# Harman Advance Ignitor Replacement



## Jdorvee (Dec 6, 2011)

Need to replace my ignitor after 6 years.  Can this be done through the access window on bottom of burn pot or does this need to be dismantled from behind?  Anybody have instructions on how this is done?


----------



## 603BOB (Dec 6, 2011)

Very easy - unplug the stove - remove the rear lower shields - remove the ash pan - open the door. You do not need to remove the 4 screws that secure the lower shields - just loosen them and slide the shields out.

At the rear near the auger drive chain locate a bundle of Yellow and Blue wires. Remove the Tywrap and straighten out the wires.

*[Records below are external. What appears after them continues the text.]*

Issue #3654, opened 2023-09-04
Fix impacket hard-coded timeout for PINGTimer


ilija-lazoroski:
## Describe the bug
Using impacket's WMI there is a timeout that waits about 120 seconds and makes WMI Exploiter looks like it is hanging. As per https://github.com/fortra/impacket/issues/1599 they would want a PR about this. This is related to https://github.com/guardicore/monkey/issues/3543

## Expected behavior
Make a PR in impacket about the hard-coded timeout and test it.
Add our own timeout in the WMI and test the plugin.

## Machine version (please complete the following information):
 - OS: Windows

XiaoliChan:
HA, I also have this issue, if the firewall reject the stringbinding port like ‘ncacn_ip_tcp:192.168.1.1[49666]’, it will hanging long time.

But different from you, I think this is caused by https://github.com/fortra/impacket/blob/6e2b0c7450a228ba0066d36cb174d224b72cf643/impacket/dcerpc/v5/dcomrt.py#L1294

As you can see, it doing hard-coding 300s after get stringbinding and make the rpc connection

I made the dcom change with this PR
https://github.com/mpgn/impacket/pull/1

And I tested with
`dcom.set_connect.timeout(10)`

Can confirm it works

XiaoliChan:
References
- https://github.com/mpgn/CrackMapExec/issues/58
- https://github.com/mpgn/CrackMapExec/pull/97

ilija-lazoroski:
Hey @XiaoliChan, I think both of these are issues. I don't see why they would add 120 second ping timeout. In the https://github.com/fortra/impacket/issues/1599 I am seeing 120s between "hanging" which really says that that is the first issue. I will try to get them a PR about it and check to see if I still get any timeout.

XiaoliChan:
> Hey @XiaoliChan, I think both of these are issues. I don't see why they would add 120 second ping timeout. In the [fortra/impacket#1599](https://github.com/fortra/impacket/issues/1599) I am seeing 120s between "hanging" which really says that that is the first issue. I will try to get them a PR about it and check to see if I still get any timeout.

My solution is write a dcom firewall checker function to avoid the hanging

XiaoliChan:
https://github.com/Pennyw0rth/NetExec/blob/be540f2d8768fe0fc3c85ffcf666c75d6e94a266/nxc/connection.py#L45C25-L45C25

ilija-lazoroski:
[...]

PR #3978, opened 2023-12-25
Address WMI hanging

ilija-lazoroski:
# What does this PR do?

Fixes part of #3654 .

We can live without the dcom_firewall_checker if we address [impacket/#1600](https://github.com/fortra/impacket/issues/1600). Until we make a PR, get review, merge, release and relock, this is the solution.

Special thanks to @XiaoliChan for the suggested solution.

## PR Checklist

## Testing Checklist

* [x] Do all unit tests pass?

30 seconds timeout
image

Remove the clean-out door on the front of the burn pot - locate the two 5/16 inch screw heads just above the door and remove them with a 5/16 box end wrench or a small socket wrench. The igniter and cage will drop down (may need a little tap with a small screwdriver to loosen them ). Note the position of the cage - it must be remounted in the same way and not upside down.

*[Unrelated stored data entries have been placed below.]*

PR #3982, opened 2024-01-02
UI: Redirect to register page if no user is registered

cakekoa:
# What does this PR do?

If no user is registered, will redirect to the registration page instead of loading the login page.

This may not be desired if we plan to allow multiple island users. However, until that is realized, this is still a convenient change for development.

## PR Checklist

## Testing Checklist

* [ ] Do all unit tests pass?
    > Tested by running the server + UI and observing the correct page gets loaded depending on whether or not a user is registered

### DIFF
--- a/monkey/monkey_island/cc/next_ui/src/middleware.ts
+++ b/monkey/monkey_island/cc/next_ui/src/middleware.ts
@@ -22,6 +22,15 @@ export default async function middleware(req: any) {
         return NextResponse.redirect(new URL(PATHS.ROOT, req.url));
     }
 
+    if (!isAuthenticated && pathname.startsWith(PATHS.SIGN_IN)) {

Carefully pull the igniter out while feeding the Blue and Yellow wires into the black rubber grommet at the rear of the feeder assembly. A few inches behind the igniter there will be two connectors. Unplug the old igniter and plug the new one into the Blue and Yellow wires.

Note: Your new igniter may or may not come with the mounting cage - you may need to remove the old one and install the new one in the cage.

Pull the Blue and Yellow wires back while feeding the igniter back into the feeder assembly - remount the igniter with the two screws previously removed. Make sure that all the wire is pulled back through the rubber grommet and the grommet is securely in place in the opening.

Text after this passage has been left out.